Click the “Create a new domain” button and the Create Domain dialog box appears.

 

image

 

We’ll call ours StateProvince, and leave the data type as String. Notice that DQS only offers 4 data types: String, Date, Integer, and Decimal. Additionally, under the “Format Output to”, we can standardize the output of the domain to be all upper case, lower case, or capitalized. For now, leave it as none and click OK. Once we’ve clicked OK, you now get the ability to adjust the rules around the domain with the following domain management screen:

image

 

The first tab, Domain Properties, is identical to the tab we just configured. This is useful if after creating the domain, we decide we want to change the output or adjust some of the other properties that we’ve already set. The second tab that we have is a reference data tab.
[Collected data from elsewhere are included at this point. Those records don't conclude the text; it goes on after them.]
PR #230, opened 2023-08-24
feat: ignore rhs of dischargers when linting for unreachable

alexjbest:
Before this change the linter would complain that `assumption` was unused
```lean
def t : ℕ → ℕ := sorry
@[simp]
lemma a : aa = 0 → t aa = 0 := sorry
lemma aaa (ha : aa = 0) : t aa = 0 := by
  simp (disch := assumption)
``` 

Also have `guardMsgs` run linters so that we can test them

### DIFF
--- a/Std/Linter/UnreachableTactic.lean
+++ b/Std/Linter/UnreachableTactic.lean
@@ -44,6 +44,7 @@ initialize ignoreTacticKindsRef : IO.Ref NameHashSet ←
     |>.insert ``Lean.Parser.Tactic.tacticStop_
     |>.insert ``Lean.Parser.Command.notation
     |>.insert ``Lean.Parser.Command.mixfix
+    |>.insert ``Lean.Parser.Tactic.discharger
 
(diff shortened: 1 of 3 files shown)


Std/Linter/UnreachableTactic.lean
```diff
@@ -58,6 +58,8 @@ This should be called from an `initialize` block.
 def addIgnoreTacticKind (kind : SyntaxNodeKind) : IO Unit :=
   ignoreTacticKindsRef.modify (·.insert kind)
 
+initialize Std.Linter.UnreachableTactic.addIgnoreTacticKind `Lean.Parser.Tactic.discharger
```
digama0, line 61: If it's in the same file, you may as well add it to the `HashSet` directly (line 46). Also always use double-backtick if possible.

alexjbest: Oh of course, thanks :), done

digama0:
could you add a test?

PR #231, opened 2023-08-25
feat: code action for alias + deprecated

digama0:
Now, when you declare a deprecated alias such as `@[deprecated] alias foo := bar`, occurrences of `foo` (which will be marked with a deprecation warning) will also have an auto-fix command to replace `foo` with `bar`.

### DIFF
--- a/Std/CodeAction/Deprecated.lean
+++ b/Std/CodeAction/Deprecated.lean
@@ -1,0 +1,69 @@
+/-
+Copyright (c) 2023 Mario Carneiro. All rights reserved.
+Released under Apache 2.0 license as described in the file LICENSE.
+Authors: Mario Carneiro
+-/
+import Lean.Server.CodeActions
+import Std.CodeAction.Basic
+import Std.Lean.Position
+
+/-!
+# Code action for @[deprecated] replacements
+
+This is an opt-in mechanism for making machine-applicable `@[deprecated]` definitions. When enabled
+(by setting the `machineApplicableDeprecated` tag attribute), a code action will be triggered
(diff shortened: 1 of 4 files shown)


fgdorais:
Really cool! Is there a way to add tests for this? I'm really curious how it works for the iff case.

digama0:
> I'm really curious how it works for the iff case.

It doesn't. The code action is actually quite conservative: it does not fire on `@[deprecated] def` e.g. as might be used in core, only on `@[deprecated] alias foo := bar` where we can be sure that `bar` is a drop in replacement for `foo`. For anything more complicated we simply don't show the code action.

fgdorais:
Sounds good. I'll give it a test drive tomorrow.

Std/CodeAction/Deprecated.lean
```diff
@@ -0,0 +1,69 @@
...
+-/
+import Lean.Server.CodeActions
+import Std.CodeAction.Basic
+import Std.Lean.Position
+
+/-!
+# Code action for @[deprecated] replacements
+
+This is an opt-in mechanism for making machine-applicable `@[deprecated]` definitions. When enabled
+(by setting the `machineApplicableDeprecated` tag attribute), a code action will be triggered
```
semorrison, line 14: Could you say what command the user is actually meant to type?

digama0: As far as this file is concerned, it makes no user-visible syntax. You just call `machineApplicableDeprecated.tag` directly (and this is public API, available for other tactic writers). If one includes the `Alias.lean` file, the user syntax is `@[deprecated] alias foo := bar`.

If you have an Azure DataMarket account or want to use an online repository to manage the data set, you can create and configure it in this screen.

 

The third tab is the Domain Rules tab. In the domain rules tab you set all of the rules that apply to the data set. Before we start creating some rules, though, let’s import our spreadsheet about states in so we can analyze it. The fourth tab, Domain Values, allows us to import a data set that we can use to evaluate as we are creating our rules, to ensure that any rules that we create aren’t a) invalidating every row, or a huge sample of them or b) not affecting any rows, or c) any other length/character analysis. To add our sheet to the Domain Values tab, expand the Import button on the top right of the tab:

 

image

 

Select the workbook and the Sheet name, and select the “Use first row as header” check box:

 

image

 

Once the import is complete, the Import Domain values dialog box appears with a summary of what was set as a synonym, if the Data Quality client detected any. After we click OK, each row is imported in as a valid domain value:

 

image

 

 

 

Remember our issue with Florida being spelled incorrectly. Let’s set them to be synonyms and to automatically correct any rows that come in as Folrda to Florida. Find the two values, and select them both by holding the CTRL key and selecting them with your mouse. Right click and select “Set as Synonyms”

 

image

 

Once you set them as synonyms’, DQS maps the two together. Notice that Folrda has now been set to correct any rows to Florida.

 

Go back to the Domain rules tab, and let’s create a domain rule. Click on the add a Domain rule icon.

 

image

 

Under the Build a Rule section, we can build a rule around different rules that we want our data to adhere to:

image

 

Under Name, create a rule called Length, and under the Build A Rule section, select Greater than or Equal to…, and then type in 5. Click Apply all rules and warning will appear:

image

 

Click yes, and then click Ok. Then click Finish, and Publish. The knowledge base is created and published. In a future blog post I’ll show how to use SSIS to consume the published knowledge base in an ETL design to help load your data into your data warehouse.